What is the internet, and how do you map it? It’s a tricky question. Despite the fact that it is sometimes, although decreasingly, called “cyberspace,” suggesting some kind of geography, it’s not entirely clear what a map of the internet should actually look like. Is it a map showing the internet, as the former U.S. Sen. Ted Stevens once put it, as a “series of tubes,” piping hot information around the world at 300,000,000 meters per second? Is it a map, akin to the opening credits of Silicon Valley, depicting the opulent headquarters of those companies who rule the online sphere: the Googles, Facebooks, Amazons, and Baidus of this world?

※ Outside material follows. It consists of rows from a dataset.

PR #1824, opened 2017-12-27
[MRG] Unicode --> ASCII for contributor names

standage:
I hate that it has come to this, but it looks like unless we want to do a lot of troubleshooting and hacking on pip itself, the easiest way to get rid of khmer's build issues with the Python3 toolchain is to remove non-ASCII characters from the author list (temporarily hopefully). See https://github.com/dib-lab/khmer/issues/1565#issuecomment-354156725.

- [x] Is it mergeable?

### DIFF
--- a/authors.csv
+++ b/authors.csv
@@ -5,7 +5,7 @@ Alex Hyer,theonehyer@gmail.com
 Alexander Johan Nederbragt,lex.nederbragt@ibv.uio.no
 Ali Aliyari,aaliyari@ucdavis.edu
 Amanda Charbonneau,charbo24@msu.edu
-Andreas Härpfer,ahaerpfer@gmail.com
+Andreas Harpfer,ahaerpfer@gmail.com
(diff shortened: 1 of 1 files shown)


standage:
Ready for review and merge! @ctb @betatim @luizirber @camillescott

authors.csv
```diff
@@ -5,7 +5,7 @@ Alex Hyer,theonehyer@gmail.com
 Alexander Johan Nederbragt,lex.nederbragt@ibv.uio.no
 Ali Aliyari,aaliyari@ucdavis.edu
 Amanda Charbonneau,charbo24@msu.edu
-Andreas Härpfer,ahaerpfer@gmail.com
+Andreas Harpfer,ahaerpfer@gmail.com
```
betatim: "ae" instead of a. That is a kinda standard hack in Germany for when you need to create an Umlaut but have a US keyboard. Looks like from the email address it is what he does too.

PR #1859, opened 2018-05-02
CQF is replaced by MQF

shokrof:
MQF, Mixed Quotient Filter, is a new variant of [CQF](https://github.com/splatlab/cqf). MQF has changed the counting eschme of the parent data structure by adding fixed size counters and using different encoding for the dynamic one.
This improvement makes MQF more memory efficient for a wider range of zipfian distributions. Also, MQF expanded the metadata component of the filter to enable tagging of its kmers. In addition to the basic functions provided by the original CQF, the new datastructure comes with an expanding list of kmer processing functions including functions for merging and resizing the filter, functions for comparing kmer sets, and functions for indexing and meta-analysis of  multiple kmer groups. More details about these functions can be found [here](https://github.com/dib-lab/khmer/tree/MQFIntegration/third-party/mqf)   
- [x] Is it mergeable?
- [x] `make test` Did it pass the tests?
- [x] `make clean diff-cover` If it introduces new functionality in
  `scripts/` is it tested? No new functionality is added
- [ ] `make format diff_pylint_report cppcheck doc pydocstyle` Is it well
  formatted? 
      **Khmer source files are changed after running this command.**
- [x] Did it change the command-line interface? Only backwards-compatible
  additions are allowed without a major version increment. Changing file
  formats also requires a major version number increment. 
- [x] For substantial changes or changes to the command-line interface, is it
  documented in `CHANGELOG.md`? See [keepachangelog](http://keepachangelog.com/)
  for more details.
- [x] Was a spellchecker run on the source code and documentation after
  changes were made?
- [x] Do the changes respect streaming IO? (Are they
  tested for streaming IO?)

PR #1865, opened 2018-05-19
switch to using c++ compiler instead of g++ to fix cpp-demos on mac os x

ctb:
Try fixing compile errors for `cpp-demos` on Mac OS X, ref https://github.com/dib-lab/khmer/pull/1859#issuecomment-390262027, by switching to using the system C++ rather than g++.

This will be a pull request into #1859 after Travis finishes checking it.

I've also updated from the latest master branch, so this will update `MQFintegration` to be mergable.


ctb:
Hmm, switching to pull into master so that we get continuous integration goin'.

ctb:
(closing and reopening seems to be the easiest way to trigger a new build)

ctb:
hi again @shokrof, suggest opening yet another new pull request for you to experiment, rather than using this one. I'd like to avoid confusing each other with weird test changes :).  See also https://github.com/dib-lab/khmer/pull/1859#issuecomment-390642149

shokrof:
I am thinking of developing a bot to brute force all the options for the compiler. It may have better intuition than me.

shokrof:
Bug is fixed in this pull request.
https://github.com/dib-lab/khmer/pull/1873

PR #1867, opened 2018-05-25
[MRG] "consume_masked" mode for consume_seqfile_with_mask

standage:
In branch `feature/mask-comp` I implemented a new `complement` option for the `consume_seqfile_with_mask` method. By default, the function will not count any k-mers present in the mask, but with `complement=True` the function will count *only* the k-mers present in the mask/filter.

In that branch I also putzed around with some Python code (utils and scripts) to get that functionality working in `abundance-dist-single.py`.

This PR splits the C++/Cython changes from the Python changes, the latter of which aren't ready for review yet. The C++/Cython functionality is blocking my progress on a feature in kevlar, whereas I don't have a pressing need to bake this in to khmer scripts at the moment.

      changes were made?

### DIFF
--- a/.github/PULL_REQUEST_TEMPLATE.md
+++ b/.github/PULL_REQUEST_TEMPLATE.md
@@ -1,16 +1,27 @@
-- [ ] Is it mergeable?
-- [ ] `make test` Did it pass the tests?
-- [ ] `make clean diff-cover` If it introduces new functionality in
-  `scripts/` is it tested?
-- [ ] `make format diff_pylint_report cppcheck doc pydocstyle` Is it well
-  formatted?
-- [ ] Did it change the command-line interface? Only backwards-compatible
-  additions are allowed without a major version increment. Changing file
-  formats also requires a major version number increment.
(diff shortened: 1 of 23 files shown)


ctb:
Hi @standage the code looks good but I am not sure why you chose `complement` here. I can't find a definition of the word that makes sense with the usage here - help?

standage:
I explained this briefly in the first paragraph of the PR, but I am open to using different terminology for the variable names if it communicates intent more clearly.

The old behavior of `consume_seqfile_with_mask` is IMO pretty self explanatory: consume all k-mers except those in the mask. The new behavior is an option that complements this behavior, consuming all k-mers that *are* in the mask.

Let me know what you think regarding terminology.

ctb:
I finally remembered to search for "set complement" and that is the right definition :). Glad I found it! What about `consume_masked=True|False` (False by default)?

standage:
> What about `consume_masked=True|False` (False by default)?

Roger that. I like it.

standage:
Thank *you*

To Martin Vargic, it’s neither: It’s an 18th-century-style map that looks like something out of the golden age of cartography, only depicting the world’s 3,000 most heavily trafficked websites instead of countries and cities.
“Sites that are similar are grouped into continents and regions,” Vargic, a 23-year-old self-taught graphic designer from Bratislava, Slovakia, told Digital Trends. “It’s quite accurate. I use the annual average Alexa rating, which ranks websites by their visitor numbers and popularity ratings. The higher the ranking, [the larger the country.] So Google is No. 1, meaning that it’s the largest. YouTube is No. 2, so it’s the second largest. And so.”
The results, which took Vargic an estimated 1,000 hours to complete (“Presumably you weren’t doing this 12 hours at a time?” “Sometimes I was,” he responded), are pretty spectacular.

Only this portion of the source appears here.